→ DIRECTIONS FOR THIS TASK
Check each line below for the word "search", then please report how many lines have it and nothing more.

→ INFORMATION PROVIDED
PR #198, opened 2019-04-23
Add *search-engines* alist for defining search engines

FrozenPigs:
This adds as association list that the user can fill with short names plus a search url to use for searching in the minibuffer. This also brings back the searching with s, but allows the user to set it in the alist by changing the 'default' key.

→ SOLVED EXERCISE
2